Exercise material —
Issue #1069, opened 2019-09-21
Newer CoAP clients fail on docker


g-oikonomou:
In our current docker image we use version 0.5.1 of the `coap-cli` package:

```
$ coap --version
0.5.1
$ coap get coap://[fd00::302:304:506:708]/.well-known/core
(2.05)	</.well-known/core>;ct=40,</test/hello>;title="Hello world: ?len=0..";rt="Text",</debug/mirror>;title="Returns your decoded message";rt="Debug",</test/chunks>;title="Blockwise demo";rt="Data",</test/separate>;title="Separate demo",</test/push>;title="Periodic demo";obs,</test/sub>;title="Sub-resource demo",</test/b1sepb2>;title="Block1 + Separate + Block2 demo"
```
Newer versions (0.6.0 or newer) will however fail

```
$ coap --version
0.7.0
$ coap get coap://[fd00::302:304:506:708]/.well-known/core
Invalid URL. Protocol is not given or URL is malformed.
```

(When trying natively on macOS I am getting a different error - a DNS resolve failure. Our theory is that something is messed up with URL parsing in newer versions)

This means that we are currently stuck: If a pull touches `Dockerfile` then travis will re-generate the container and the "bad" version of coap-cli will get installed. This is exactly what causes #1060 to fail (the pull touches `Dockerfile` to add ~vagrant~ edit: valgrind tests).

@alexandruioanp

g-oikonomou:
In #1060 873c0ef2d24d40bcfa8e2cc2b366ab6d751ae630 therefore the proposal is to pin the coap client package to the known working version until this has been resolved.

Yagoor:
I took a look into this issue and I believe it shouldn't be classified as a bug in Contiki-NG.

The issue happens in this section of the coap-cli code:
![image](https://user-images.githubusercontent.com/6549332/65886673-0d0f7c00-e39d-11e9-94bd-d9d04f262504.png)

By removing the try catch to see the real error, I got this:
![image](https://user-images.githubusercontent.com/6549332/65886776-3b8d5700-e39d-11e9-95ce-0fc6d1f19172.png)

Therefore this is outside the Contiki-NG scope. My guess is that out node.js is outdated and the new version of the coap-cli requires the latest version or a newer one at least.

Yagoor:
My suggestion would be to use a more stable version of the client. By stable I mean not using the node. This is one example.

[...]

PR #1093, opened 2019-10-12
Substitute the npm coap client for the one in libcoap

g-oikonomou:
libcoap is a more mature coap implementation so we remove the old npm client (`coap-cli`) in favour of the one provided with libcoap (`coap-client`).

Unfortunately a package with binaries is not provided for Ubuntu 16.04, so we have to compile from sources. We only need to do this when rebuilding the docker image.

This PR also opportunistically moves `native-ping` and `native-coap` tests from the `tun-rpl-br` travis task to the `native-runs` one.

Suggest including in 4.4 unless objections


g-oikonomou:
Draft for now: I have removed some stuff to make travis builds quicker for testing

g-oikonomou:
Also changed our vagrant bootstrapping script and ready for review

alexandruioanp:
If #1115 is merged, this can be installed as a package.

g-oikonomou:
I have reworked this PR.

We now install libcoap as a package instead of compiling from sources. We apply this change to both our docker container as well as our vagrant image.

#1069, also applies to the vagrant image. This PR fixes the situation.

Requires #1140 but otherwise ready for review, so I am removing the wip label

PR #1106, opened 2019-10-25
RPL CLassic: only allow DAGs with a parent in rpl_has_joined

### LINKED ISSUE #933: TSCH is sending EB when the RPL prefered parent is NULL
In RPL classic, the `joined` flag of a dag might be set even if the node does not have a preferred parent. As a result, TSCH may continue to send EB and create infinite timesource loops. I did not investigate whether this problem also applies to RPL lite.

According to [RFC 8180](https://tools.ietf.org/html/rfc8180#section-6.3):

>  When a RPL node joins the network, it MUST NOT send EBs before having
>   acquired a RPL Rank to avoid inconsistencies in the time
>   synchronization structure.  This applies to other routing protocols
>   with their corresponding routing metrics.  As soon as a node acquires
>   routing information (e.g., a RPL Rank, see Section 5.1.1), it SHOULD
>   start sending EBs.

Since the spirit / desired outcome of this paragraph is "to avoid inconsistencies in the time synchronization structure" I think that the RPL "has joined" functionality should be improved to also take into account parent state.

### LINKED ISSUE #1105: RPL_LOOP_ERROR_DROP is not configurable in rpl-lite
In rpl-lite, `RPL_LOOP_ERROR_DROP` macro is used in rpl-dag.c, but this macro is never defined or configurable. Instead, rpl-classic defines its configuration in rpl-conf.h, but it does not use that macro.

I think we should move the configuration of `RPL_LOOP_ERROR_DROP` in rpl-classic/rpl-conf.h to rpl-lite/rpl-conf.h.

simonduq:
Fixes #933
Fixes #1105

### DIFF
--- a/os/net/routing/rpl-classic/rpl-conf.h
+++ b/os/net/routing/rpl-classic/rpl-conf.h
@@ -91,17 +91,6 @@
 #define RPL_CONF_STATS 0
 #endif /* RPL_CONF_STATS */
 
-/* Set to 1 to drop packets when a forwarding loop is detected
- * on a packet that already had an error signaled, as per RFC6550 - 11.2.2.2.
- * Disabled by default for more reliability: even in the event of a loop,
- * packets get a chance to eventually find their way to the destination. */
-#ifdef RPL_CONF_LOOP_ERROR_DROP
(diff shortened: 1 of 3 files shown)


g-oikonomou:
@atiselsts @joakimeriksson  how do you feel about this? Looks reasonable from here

What to do —
Look above for the line holding "I took a look" and the line holding "### LINKED ISSUE #933: TSCH", then output exactly those two lines and every line between them, nothing more.

Solution to this problem —
I took a look into this issue and I believe it shouldn't be classified as a bug in Contiki-NG.

The issue happens in this section of the coap-cli code:
![image](https://user-images.githubusercontent.com/6549332/65886673-0d0f7c00-e39d-11e9-94bd-d9d04f262504.png)

By removing the try catch to see the real error, I got this:
![image](https://user-images.githubusercontent.com/6549332/65886776-3b8d5700-e39d-11e9-95ce-0fc6d1f19172.png)

Therefore this is outside the Contiki-NG scope. My guess is that out node.js is outdated and the new version of the coap-cli requires the latest version or a newer one at least.

Yagoor:
My suggestion would be to use a more stable version of the client. By stable I mean not using the node. This is one example.

[...]

PR #1093, opened 2019-10-12
Substitute the npm coap client for the one in libcoap

g-oikonomou:
libcoap is a more mature coap implementation so we remove the old npm client (`coap-cli`) in favour of the one provided with libcoap (`coap-client`).

Unfortunately a package with binaries is not provided for Ubuntu 16.04, so we have to compile from sources. We only need to do this when rebuilding the docker image.

This PR also opportunistically moves `native-ping` and `native-coap` tests from the `tun-rpl-br` travis task to the `native-runs` one.

Suggest including in 4.4 unless objections


g-oikonomou:
Draft for now: I have removed some stuff to make travis builds quicker for testing

g-oikonomou:
Also changed our vagrant bootstrapping script and ready for review

alexandruioanp:
If #1115 is merged, this can be installed as a package.

g-oikonomou:
I have reworked this PR.

We now install libcoap as a package instead of compiling from sources. We apply this change to both our docker container as well as our vagrant image.

#1069, also applies to the vagrant image. This PR fixes the situation.

Requires #1140 but otherwise ready for review, so I am removing the wip label

PR #1106, opened 2019-10-25
RPL CLassic: only allow DAGs with a parent in rpl_has_joined

### LINKED ISSUE #933: TSCH is sending EB when the RPL prefered parent is NULL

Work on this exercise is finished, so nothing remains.